No matter what type of hearing aid you decide to purchase, it’s always a good idea to consult us about what will work best for your specific needs.
Repair and upkeep
Of course, once you’ve gone to all the trouble to select your perfect hearing aid type, you should take care of it. Just like your car needs oil changes once in a while.
So, now you’re thinking: how often should my hearing aids be assessed? In general, you should schedule a routine maintenance and cleaning appointment for your hearing aids every six-to-twelve months. This gives you an opportunity to be sure everything’s working properly and as it should!
It’s also not a bad idea to be somewhat familiar with your device’s warranty.
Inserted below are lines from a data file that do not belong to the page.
PR #2104, opened 2019-09-15
Refactor number field #1748

### LINKED ISSUE #1748: [Panel] Number field removes decimal values when they are 0.
**Describe the bug**
When a number field is set to decimal values using the step option:

```
fields:
  price:
    label: Price
    type: number
    step: .01
```
and you select a number where the decimals are zero, e.g. 15,00, the zeros are removed when saving or reloading, also the number is stored without the decimals.

**To Reproduce**
1. Add above field in any blueprint
2. Visit page in panel and add number,  e.g 15,00
3. Save and reload
4. See zeros vanishing. They are also not stored.

**Expected behavior**
Zeros should be stored in the content file and not disappear.

**Kirby Version**
3.1.3

https://forum.getkirby.com/t/decimal-number-fields-dont-allow-00-anymore/14066

distantnative:
## Describe the PR
Problem with the existing number field:
Having a step like `0.01` would result in omitted zeros e.g. at `0.1` or `0.2` instead of `0.10` and `0.20`- both in the UI as well as the content file. Especially when using the number field for currencies that behavior is not great.

I could not get any solution working with the HTML5 number input.
So I thought, why not implement it as a normal text field instead with support for arrow keys etc.
Arrow keys get emitted directly, manual input on blur (otherwise user could never finish typing).
Also added rounding to next step.
 

## Related issues
- Fixes #1748

### DIFF
--- a/config/fields/number.php
+++ b/config/fields/number.php
@@ -24,7 +24,7 @@ return [
          * Allowed incremental steps between numbers (i.e `0.5`)
          */
         'step' => function ($step = 1) {
-            return $this->toNumber($step);
+            return (float)$this->toNumber($step);
         },
         'value' => function ($value = null) {
             return $this->toNumber($value);
@@ -36,7 +36,7 @@ return [
                 return null;
             }
 
-            return (float)Str::float($value);
+            return Str::float($value);
         }
     ],
     'validations' => [
--- a/panel/src/components/Forms/Field/NumberField.vue
+++ b/panel/src/components/Forms/Field/NumberField.vue
@@ -20,7 +20,11 @@ export default {
   props: {
     ...Field.props,
     ...Input.props,
-    ...NumberInput.props
+    ...NumberInput.props,
+    icon: {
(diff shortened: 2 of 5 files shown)


config/fields/number.php
```diff
@@ -36,7 +36,7 @@
                 return null;
             }
 
-            return (float)Str::float($value);
+            return Str::float($value);
```
distantnative, line 39: Just thinking myself... Maybe we should rename this methods to `toValue` and add another `toNumber` one that just does `return (float)$this->toValue($value)`, @bastianallgeier?

bastianallgeier (commented):
To be honest, this is a step in the wrong direction in my opinion. We shouldn't move away from the number input. It has too many benefits to stick with the native input. Especially with all the built in events and input mode for mobile devices.

distantnative:
You are right. I’m just afraid that with the native field we will never be able to close the issue.

PR #2105, opened 2019-09-15
Api: user language as locale #1872

### LINKED ISSUE #1872: strftime in the panel ignore local setting with toDate()
**Describe the bug**
With the `strftime` date handler, the date is not translated when used in the panel.

**To Reproduce**
1. Clone [the starterkit](https://github.com/getkirby/starterkit)
2. Change the date handler in the config for strftime
```
'date' => [
    'handler' => 'strftime'
],
```
3. Edit the `info` key in the `sections/notes.yml` blueprint for:
`info: "{{ page.date.toDate('%A %d %B %Y') }}"`

4. Go to the panel and install it in French.

**Expected behavior**
Date should be translated in French, like Mercredi 31 octobre 2018, Vendredi 05 octobre 2018, Mercredi 26 Septembre 2018…

**Screenshots**
The notes list in the Kirby panel

**Kirby Version**
Tested on 3.1.3 and 3.1.4.

**Additional context**
The date handler with the same `toDate()` I used work well in a template.

distantnative:
## Describe the PR
Set API locale based on the user language

## Related issues
- Fixes #1872


src/Api/Api.php
```diff
@@ -169,7 +169,11 @@ public function call(string $path = null, string $method = 'GET', array $request
         $auth   = $this->route->attributes()['auth'] ?? true;
 
         if ($auth !== false) {
-            $this->authenticate();
+            $user = $this->authenticate();
+            
+            if (is_a($user, 'Kirby\Cms\User') === true) {
+                setlocale(LC_ALL, $user->language());
```
lukasbestle: I'm not sure if `setlocale()` accepts simple language codes as locales. But I also don't know how to do this in a better way.

Maybe we could check if the language code contains an underscore (like `pt_BR`). If not, we would do `$user->language() . '_' . strtoupper($user->language())`. Then again it's unclear whether we should add system fallback locales like `.ISO8859-1` or `.UTF-8` or `.UTF8`.

distantnative: I honestly do know too little about locales in PHP to chime in here.

lukasbestle:
I have implemented it like I suggested yesterday and it seems to work pretty great. It doesn't work for all Panel translations (because the hack only works for some locales, maybe also because my Mac doesn't seem to have all locales we have translations for), but in those cases it will fall back to English like before – so not a huge deal.

translation

The manual reload is necessary because the Panel only reloads the UI and not the content when the translation is changed. But because the content is automatically reloaded when switching pages, it would only be an issue in user blueprints.

lukasbestle (approved):

bastianallgeier (approved):

PR #2124, opened 2019-09-18
Update issue template

distantnative:
@lukasbestle I saw your changes for the PR template. Would these apply here as well in your view?


bastianallgeier (approved):
I think they are super useful here as well.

You will save some cash when you are familiar with what is and isn’t covered. A strong warranty and regular upkeep will help your hearing last as long as possible.
So… what’s the best hearing aid?
There isn’t a single best all-time hearing aid. If you go to see twelve different hearing specialists and ask for the “best” hearing aid, they may provide you with twelve different models.
The secret is to find the best hearing aid for you and for your personal requirements. Some families will opt for a minivan, others for a sport utility vehicle. It all just depends, and the same goes for hearing aids.